-2

Semantically secure algorithms can create many different ciphertext values for any single plaintext, mostly through the use of a salt or initialization vector. However, that is an obvious issue for detecting duplicate values in a column, as there won't be any!

For example, when I use AES-256-CBC to store a base64-encoded value in <iv>$<ciphertext> format into a table, plaintext "SMITH, JOHN" may be stored as

fnhY58/hCd78VjY51YL8QA==$B9W1bEUWkK4gqyWlzJULMA==
9d9p9/L3Kla9oA/pOUFo1g==$5notB0QSZaGJ+/M5dpTJ/Q==
Y3NETmg53010roB6iMBMVA==$55Ap+vKHYqLlUDNzAhAwZg==
...

If that column is marked as a UNIQUE index or a PRIMARY KEY, duplicate detection and suppression (e.g. INSERT ON DUPLICATE KEY UPDATE) will silently fail, as the ciphertexts will obviously be different.

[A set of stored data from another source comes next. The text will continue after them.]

PR #1551, opened 2020-11-02
[ML] Trap edge case causing model bounds to blow up to max double

tveasey:
If a mode has too few samples to model reliably we short circuit various calculations, such as the model plot bounds, which return (x, max double), with x depending on the distribution support. This happens very rarely, but is triggered by an intentional difference in the value weights used for clustering and distribution modelling. This is exacerbated by #1550 and the issue showed up testing this change.

In such cases it is completely fine to just remove the cluster. We'll reform the cluster if we get more data for it. This is the change this PR makes. I also took the opportunity to make some changes to bring the code more inline with our guidelines and to remove dead functionality related to forecasting in `CMultivariateMultimodalPrior`.

This most noticeably affects model plot, which would blow up, for example:

Screenshot 2020-11-02 at 20 36 14

but it could have a small impact on anomaly detection as well.


include/maths/CMultivariateMultimodalPrior.h
```diff
@@ -386,14 +386,21 @@ class CMultivariateMultimodalPrior : public CMultivariatePrior {
         // where w(i) is its weight we can achieve this by multiplying
         // all weights by some factor f in the range [0, 1].
 
-        if (!this->isForForecasting()) {
```
droberts195, line 389: There is nothing in the PR description about removing the "is for forecasting" functionality.  I think it would be good to mention it in the description and explain why it was done because one day somebody might want to search for when and why this functionality was removed.

include/maths/CMultivariateMultimodalPrior.h
```diff
@@ -386,14 +386,21 @@ class CMultivariateMultimodalPrior : public CMultivariatePrior {
...
 
+        // Remove any mode which is non-informative.
+        while (m_Modes.size() > 1) {
+            auto i = std::find_if(m_Modes.begin(), m_Modes.end(), [](const auto& mode) {
+                return mode.s_Prior->isNonInformative();
+            });
+            if (i == m_Modes.end() || m_Clusterer->remove(i->s_Index) == false) {
+                break;
+            }
+        }
```
droberts195, line 402: I think it would be worth adding a comment that `m_Modes` gets modified by the merge callback function that `m_Clusterer->remove()` calls.  Without this knowledge it seems that the `find_if` will always find the same mode.

lib/maths/CMultimodalPrior.cc
```diff
@@ -444,6 +444,16 @@ void CMultimodalPrior::propagateForwardsByTime(double time) {
...
 
+    // Remove any mode which is non-informative.
+    while (m_Modes.size() > 1) {
+        auto i = std::find_if(m_Modes.begin(), m_Modes.end(), [](const auto& mode) {
+            return mode.s_Prior->isNonInformative();
+        });
+        if (i == m_Modes.end() || m_Clusterer->remove(i->s_Index) == false) {
+            break;
+        }
+    }
```
droberts195, line 455: As above, I think it would be worth adding a comment that `m_Modes` gets modified by the merge callback function that `m_Clusterer->remove()` calls.  Without this knowledge it seems that the `find_if` will always find the same mode.

lib/model/CModelDetailsView.cc
```diff
@@ -16,6 +16,7 @@
 #include <model/CEventRatePopulationModel.h>
 #include <model/CMetricModel.h>
 #include <model/CMetricPopulationModel.h>
+#include <model/CSearchKey.h>
```
droberts195, line 19: Did this need to be added?

include/maths/CMultivariateMultimodalPrior.h
tveasey: This is dead functionality. The code to set this flag to true is now never called, so this condition is always true.  I spotted it because it is different to the univariate case: it was removed from there but missed from here. I'll add a comment in PR description.

include/maths/CMultivariateMultimodalPrior.h
tveasey: Good suggestion! I added a comment in [3cc7624](https://github.com/elastic/ml-cpp/pull/1551/commits/3cc762409bd1cc4df40328ea01765dc617bfd14c).

lib/maths/CMultimodalPrior.cc
tveasey: As above. See [3cc7624](https://github.com/elastic/ml-cpp/pull/1551/commits/3cc762409bd1cc4df40328ea01765dc617bfd14c).

lib/model/CModelDetailsView.cc
tveasey: No this was accidental while testing with some debug. Removed in [a1742db](https://github.com/elastic/ml-cpp/pull/1551/commits/a1742db52970e90876639780cf33f8d7a14c7d80).

droberts195 (approved):
LGTM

(I guess this may be the reason why MariaDB's built-in AES functions use ECB mode, and MySQL's default to it unless you tell them otherwise...)

Is there any practical way of using semantically secure encryption while preserving duplicate detection?

I guess one workaround would be to create an additional column with a securely derived hash of the plaintext using a KDF (using identical salt and iterations parameters), and using that for duplicate detection. But does that not defeat the point of semantic security by allowing the attacker to recognize related ciphertexts?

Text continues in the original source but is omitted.